** Assignment **
Each line of the material below with the word "remove" is to be reported.

(Data supplied begins)

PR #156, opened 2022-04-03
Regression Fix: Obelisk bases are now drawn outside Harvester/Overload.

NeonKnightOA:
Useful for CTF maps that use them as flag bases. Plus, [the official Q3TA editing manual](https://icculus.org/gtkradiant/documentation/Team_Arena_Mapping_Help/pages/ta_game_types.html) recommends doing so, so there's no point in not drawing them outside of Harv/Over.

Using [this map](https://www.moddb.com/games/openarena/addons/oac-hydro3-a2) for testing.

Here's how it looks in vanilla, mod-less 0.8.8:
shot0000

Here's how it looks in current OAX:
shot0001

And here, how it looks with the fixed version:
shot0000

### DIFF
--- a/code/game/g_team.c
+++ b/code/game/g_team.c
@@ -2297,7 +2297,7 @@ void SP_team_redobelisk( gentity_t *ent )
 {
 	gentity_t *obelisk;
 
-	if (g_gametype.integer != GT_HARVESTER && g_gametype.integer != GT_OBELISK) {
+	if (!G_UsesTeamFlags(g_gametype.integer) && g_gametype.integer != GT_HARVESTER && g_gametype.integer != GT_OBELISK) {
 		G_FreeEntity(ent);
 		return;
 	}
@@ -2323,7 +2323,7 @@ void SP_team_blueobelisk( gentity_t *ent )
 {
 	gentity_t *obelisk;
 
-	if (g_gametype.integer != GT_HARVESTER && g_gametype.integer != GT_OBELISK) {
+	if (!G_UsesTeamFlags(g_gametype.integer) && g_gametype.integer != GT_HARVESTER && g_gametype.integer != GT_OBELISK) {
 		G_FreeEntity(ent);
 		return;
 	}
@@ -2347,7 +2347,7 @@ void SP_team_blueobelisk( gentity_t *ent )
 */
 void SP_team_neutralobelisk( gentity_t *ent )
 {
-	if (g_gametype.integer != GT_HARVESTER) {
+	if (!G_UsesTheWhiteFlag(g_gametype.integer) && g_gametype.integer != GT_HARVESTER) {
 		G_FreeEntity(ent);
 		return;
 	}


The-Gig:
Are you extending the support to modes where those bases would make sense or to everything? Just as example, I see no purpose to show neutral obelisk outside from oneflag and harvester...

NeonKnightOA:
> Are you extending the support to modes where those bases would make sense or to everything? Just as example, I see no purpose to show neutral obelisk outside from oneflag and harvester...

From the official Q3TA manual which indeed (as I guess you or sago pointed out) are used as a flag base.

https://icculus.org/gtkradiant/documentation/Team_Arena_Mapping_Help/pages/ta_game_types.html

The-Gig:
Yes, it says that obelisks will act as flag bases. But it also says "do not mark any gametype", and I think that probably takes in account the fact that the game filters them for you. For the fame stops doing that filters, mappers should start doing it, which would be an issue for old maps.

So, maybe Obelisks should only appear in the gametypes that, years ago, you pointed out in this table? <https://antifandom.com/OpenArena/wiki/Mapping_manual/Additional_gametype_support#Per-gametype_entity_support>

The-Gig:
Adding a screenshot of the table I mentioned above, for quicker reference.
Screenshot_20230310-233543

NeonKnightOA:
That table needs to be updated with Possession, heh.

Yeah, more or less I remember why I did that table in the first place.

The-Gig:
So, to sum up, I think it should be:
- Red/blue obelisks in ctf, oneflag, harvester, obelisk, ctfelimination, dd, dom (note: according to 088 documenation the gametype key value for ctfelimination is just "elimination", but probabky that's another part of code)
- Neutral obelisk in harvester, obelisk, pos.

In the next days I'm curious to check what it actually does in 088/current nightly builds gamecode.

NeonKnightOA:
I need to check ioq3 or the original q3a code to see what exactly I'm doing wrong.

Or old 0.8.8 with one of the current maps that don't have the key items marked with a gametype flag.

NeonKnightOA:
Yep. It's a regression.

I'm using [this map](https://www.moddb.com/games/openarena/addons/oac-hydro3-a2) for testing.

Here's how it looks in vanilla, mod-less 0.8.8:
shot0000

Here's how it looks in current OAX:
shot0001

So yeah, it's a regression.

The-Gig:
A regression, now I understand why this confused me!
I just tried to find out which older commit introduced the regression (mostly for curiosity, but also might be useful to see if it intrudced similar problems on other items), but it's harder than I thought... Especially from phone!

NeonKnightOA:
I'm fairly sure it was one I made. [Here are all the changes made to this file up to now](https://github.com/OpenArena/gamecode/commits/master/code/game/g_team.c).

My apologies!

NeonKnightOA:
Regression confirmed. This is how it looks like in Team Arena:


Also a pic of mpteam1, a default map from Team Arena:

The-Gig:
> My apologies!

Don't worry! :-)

(Data supplied ends)
(Data supplied begins)

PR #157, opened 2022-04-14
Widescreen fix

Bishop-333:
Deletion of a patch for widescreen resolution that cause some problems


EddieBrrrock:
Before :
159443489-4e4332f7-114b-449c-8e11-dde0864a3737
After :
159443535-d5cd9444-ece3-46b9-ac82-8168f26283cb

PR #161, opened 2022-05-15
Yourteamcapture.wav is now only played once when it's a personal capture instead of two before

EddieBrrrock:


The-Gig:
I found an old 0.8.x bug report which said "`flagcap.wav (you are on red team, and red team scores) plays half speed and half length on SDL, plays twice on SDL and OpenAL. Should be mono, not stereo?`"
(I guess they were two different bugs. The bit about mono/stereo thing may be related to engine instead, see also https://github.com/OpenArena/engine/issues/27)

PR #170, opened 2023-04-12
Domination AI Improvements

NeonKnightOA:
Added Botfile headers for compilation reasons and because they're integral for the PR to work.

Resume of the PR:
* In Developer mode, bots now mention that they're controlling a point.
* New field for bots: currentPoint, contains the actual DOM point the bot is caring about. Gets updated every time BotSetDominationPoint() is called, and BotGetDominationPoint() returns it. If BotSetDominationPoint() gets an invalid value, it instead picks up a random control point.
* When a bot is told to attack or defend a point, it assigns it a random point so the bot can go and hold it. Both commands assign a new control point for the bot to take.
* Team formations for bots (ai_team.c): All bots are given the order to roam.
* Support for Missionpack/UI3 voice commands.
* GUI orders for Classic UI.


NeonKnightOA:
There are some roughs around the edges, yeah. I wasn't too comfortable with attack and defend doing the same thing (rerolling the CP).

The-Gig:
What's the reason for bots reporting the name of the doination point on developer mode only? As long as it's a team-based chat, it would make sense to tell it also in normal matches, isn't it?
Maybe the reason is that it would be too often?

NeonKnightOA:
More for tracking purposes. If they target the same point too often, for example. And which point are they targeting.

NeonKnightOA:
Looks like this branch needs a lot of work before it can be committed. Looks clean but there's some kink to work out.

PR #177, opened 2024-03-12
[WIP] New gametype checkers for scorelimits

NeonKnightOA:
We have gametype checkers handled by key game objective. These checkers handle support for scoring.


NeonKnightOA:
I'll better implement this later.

(Data supplied ends)
(Data supplied begins)

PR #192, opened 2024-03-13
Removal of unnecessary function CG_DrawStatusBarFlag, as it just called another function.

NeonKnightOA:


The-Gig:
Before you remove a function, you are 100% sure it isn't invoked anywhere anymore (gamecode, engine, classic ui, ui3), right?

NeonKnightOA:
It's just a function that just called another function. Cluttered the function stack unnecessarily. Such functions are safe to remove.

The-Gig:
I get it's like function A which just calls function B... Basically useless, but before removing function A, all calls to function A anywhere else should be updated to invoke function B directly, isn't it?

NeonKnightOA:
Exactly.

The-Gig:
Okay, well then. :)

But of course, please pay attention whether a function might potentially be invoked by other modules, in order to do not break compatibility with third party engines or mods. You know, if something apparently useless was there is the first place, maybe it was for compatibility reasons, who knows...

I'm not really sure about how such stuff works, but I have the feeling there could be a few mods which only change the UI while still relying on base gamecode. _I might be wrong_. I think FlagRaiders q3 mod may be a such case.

(Data supplied ends)

** Worked solution **
Before you remove a function, you are 100% sure it isn't invoked anywhere anymore (gamecode, engine, classic ui, ui3), right?
It's just a function that just called another function. Cluttered the function stack unnecessarily. Such functions are safe to remove.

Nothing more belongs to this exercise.